Stabilization of oil-in-water high internal phase Pickering emulsion by using 7S globulin/konjac glucomannan complexes: Rheology properties, stability properties and 3D/4D printing performance.

Food-grade compound-stabilized high internal phase Pickering emulsions (HIPPEs) have attracted considerable interest in the food industry and the field of functional foods. Nonetheless, challenges persist regarding the integration of active ingredients and the need for swift processing and shaping in food manufacturing.

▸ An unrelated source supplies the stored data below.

Issue #4284, opened 2024-02-23
redisTLS configuration support when using go-redis


MinerYang:
### Description

I have noticed that there's a [PR added redisTLS configurations support ](https://github.com/distribution/distribution/pull/3161)before when still using redigo library.
But seems be ingore when migrating go go-redis by this [commit](https://github.com/distribution/distribution/commit/fcbc25e7896b6ea115d1f62107483c9325b4a305) .
- Since we already have [configuration for redisTLS](https://github.com/distribution/distribution/blob/62aa44edfde08456ea01e476e42d13377c358bb9/configuration/configuration.go#L295), we should add this to `createPool`when new Redis client
- Besides, could we consider to add  something like`Redis.TLS.CaCert` to allow users connect with certs.
```
func (app *App) createPool(cfg configuration.Redis) *redis.Client {
	return redis.NewClient(&redis.Options{
		Addr: cfg.Addr,
		OnConnect: func(ctx context.Context, cn *redis.Conn) error {
			res := cn.Ping(ctx)
			return res.Err()
		},
		Username:        cfg.Username,
		...
                TLSConfig:       cfg.TLS
	})
}
```

milosgajdos:
Great catch, thanks. Would you be willing to open a PR? I think we might need 2 PRs actually
* fix the TLS when creating a new pool (bugfix)
* add configuration support for custom CAs

milosgajdos:
Closing, addressed in https://github.com/distribution/distribution/pull/4306

PR #4306, opened 2024-03-19
Replace custom Redis config struct with go-redis UniversalOptions (adds sentinel & cluster support)

andsens:
Less code more features! :-D

This PR replaces the custom `Redis` config struct with `UniversalOptions` from `go-redis`, which implicitly adds support for both redis sentinel and redis clustering.

I have two failing tests that I can't quite figure out how to fix:
```
    --- FAIL: TestConfigSuite/TestMarshalRoundtrip (0.00s)
    --- FAIL: TestConfigSuite/TestParseInvalidVersion (0.00s)
```

<details><summary>Associated stack trace</summary>

```
    suite.go:87: test panicked: cannot marshal type: func(context.Context, string, string) (net.Conn, error)
        goroutine 18 [running]:
        runtime/debug.Stack()
        	/usr/lib/go-1.21/src/runtime/debug/stack.go:24 +0x5e
        github.com/stretchr/testify/suite.failOnPanic(0xc0002b8820, {0x8ebe40, 0xc0002c5850})
        	/home/aim/Workspace/forks/distribution/vendor/github.com/stretchr/testify/suite/suite.go:87 +0x39
        github.com/stretchr/testify/suite.Run.func1.1()
        	/home/aim/Workspace/forks/distribution/vendor/github.com/stretchr/testify/suite/suite.go:183 +0x24c
        panic({0x8ebe40?, 0xc0002c5850?})
        	/usr/lib/go-1.21/src/runtime/panic.go:914 +0x21f
        gopkg.in/yaml%2ev2.handleErr(0xc0001513c8)
        	/home/aim/Workspace/forks/distribution/vendor/gopkg.in/yaml.v2/yaml.go:249 +0x6d
        panic({0x8ebe40?, 0xc0002c5850?})
        	/usr/lib/go-1.21/src/runtime/panic.go:914 +0x21f
        gopkg.in/yaml%2ev2.(*encoder).marshal(0xc000220b00, {0x0, 0x0}, {0x913e00?, 0xc0002de618?, 0x0?})
        	/home/aim/Workspace/forks/distribution/vendor/gopkg.in/yaml.v2/encode.go:183 +0xa34
        gopkg.in/yaml%2ev2.(*encoder).structv.func1()
        	/home/aim/Workspace/forks/distribution/vendor/gopkg.in/yaml.v2/encode.go:226 +0x1fc
        gopkg.in/yaml%2ev2.(*encoder).mappingv(0xc000220b00, {0x0?, 0x0}, 0xc000150c58)
        	/home/aim/Workspace/forks/distribution/vendor/gopkg.in/yaml.v2/encode.go:256 +0x14a
        gopkg.in/yaml%2ev2.(*encoder).structv(0xc000220b00, {0x0, 0x0}, {0x9778a0?, 0xc0002de5e8?, 0xc0002de6c8?})
        	/home/aim/Workspace/forks/distribution/vendor/gopkg.in/yaml.v2/encode.go:213 +0xe5
        gopkg.in/yaml%2ev2.(*encoder).marshal(0xc000220b00, {0x0, 0x0}, {0x9778a0?, 0xc0002de5e8?, 0x91b7e0?})
        	/home/aim/Workspace/forks/distribution/vendor/gopkg.in/yaml.v2/encode.go:160 +0x945
        gopkg.in/yaml%2ev2.(*encoder).structv.func1()
        	/home/aim/Workspace/forks/distribution/vendor/gopkg.in/yaml.v2/encode.go:226 +0x1fc
        gopkg.in/yaml%2ev2.(*encoder).mappingv(0xc000220b00, {0x0?, 0x0}, 0xc00013d028)
        	/home/aim/Workspace/forks/distribution/vendor/gopkg.in/yaml.v2/encode.go:256 +0x14a
        gopkg.in/yaml%2ev2.(*encoder).structv(0xc000220b00, {0x0, 0x0}, {0x96d600?, 0xc0002de400?, 0x18?})
        	/home/aim/Workspace/forks/distribution/vendor/gopkg.in/yaml.v2/encode.go:213 +0xe5
        gopkg.in/yaml%2ev2.(*encoder).marshal(0xc000220b00, {0x0, 0x0}, {0x96d600?, 0xc0002de400?, 0x96d7c0?})
        	/home/aim/Workspace/forks/distribution/vendor/gopkg.in/yaml.v2/encode.go:160 +0x945
        gopkg.in/yaml%2ev2.(*encoder).marshal(0xc000220b00, {0x0, 0x0}, {0x8dcb80?, 0xc0002de400?, 0xc00013d348?})
        	/home/aim/Workspace/forks/distribution/vendor/gopkg.in/yaml.v2/encode.go:154 +0x74b
        gopkg.in/yaml%2ev2.(*encoder).marshalDoc(0xc000220b00, {0x0, 0x0}, {0x8dcb80?, 0xc0002de400?, 0xc00013d3c8?})
        	/home/aim/Workspace/forks/distribution/vendor/gopkg.in/yaml.v2/encode.go:93 +0xcb
        gopkg.in/yaml%2ev2.Marshal({0x8dcb80, 0xc0002de400})
        	/home/aim/Workspace/forks/distribution/vendor/gopkg.in/yaml.v2/yaml.go:203 +0x319
        github.com/distribution/distribution/v3/configuration.(*ConfigSuite).TestParseInvalidVersion(0xc00007e4b0)
        	/home/aim/Workspace/forks/distribution/configuration/configuration_test.go:397 +0xfa
        reflect.Value.call({0xc00007de80?, 0xc0000550b8?, 0x0?}, {0x99472c, 0x4}, {0xc000065e70, 0x1, 0xc000065d78?})
        	/usr/lib/go-1.21/src/reflect/value.go:596 +0xce7
        reflect.Value.Call({0xc00007de80?, 0xc0000550b8?, 0xc00007e4b0?}, {0xc000065e70?, 0x5214cd?, 0xc69e78?})
        	/usr/lib/go-1.21/src/reflect/value.go:380 +0xb9
        github.com/stretchr/testify/suite.Run.func1(0xc0002b8820)
        	/home/aim/Workspace/forks/distribution/vendor/github.com/stretchr/testify/suite/suite.go:197 +0x467
        testing.tRunner(0xc0002b8820, 0xc00019c630)
        	/usr/lib/go-1.21/src/testing/testing.go:1595 +0xff
        created by testing.(*T).Run in goroutine 6
        	/usr/lib/go-1.21/src/testing/testing.go:1648 +0x3ad
```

In this study, the effects of different konjac glucomannan (KGM) concentrations (0 %, 0.125 %, 0.25 %, 0.375 %, 0.50 %, 0.625 % w/v) on the gel network structure, rheology properties (shear-thinning behavior, viscoelasticity, and thixotropic recovery), stability properties and 3D/4D printing properties of HIPPEs stabilized with 7S globulin (7S) were investigated. KGM (≤0.375 %) facilitated the formation of gel network structure, thus hindering oil droplet aggregation. Moreover, the HIPPEs stabilized by 7S-KGM could be used as food-grade inks for 3D printing, thanks to their excellent solid-like viscoelasticity, moderate shear thinning behavior, and outstanding thixotropic recovery. The HIPPEs prepared with the 7S-KGM complexes exhibited the best performance, and the resulting 3D printed models demonstrated good precision and stability. Furthermore, the prepared HIPPEs demonstrated excellent heating stability and lipid oxidation stability. The results of 4D printing showed that the appropriate concentration of KGM could significantly enhance the density of gel network structure of printed samples, thus inhibiting the transfer of curcumin from the oil phase into the aqueous phase, which resulted in an inconspicuous change in the color of the sample. However, the KGM (>0.375 %) produced the opposite effect. These findings fully leveraged the advantages of personalized customization in 3D printing technology, enriching the application scenarios of HIPPEs in 3D printing.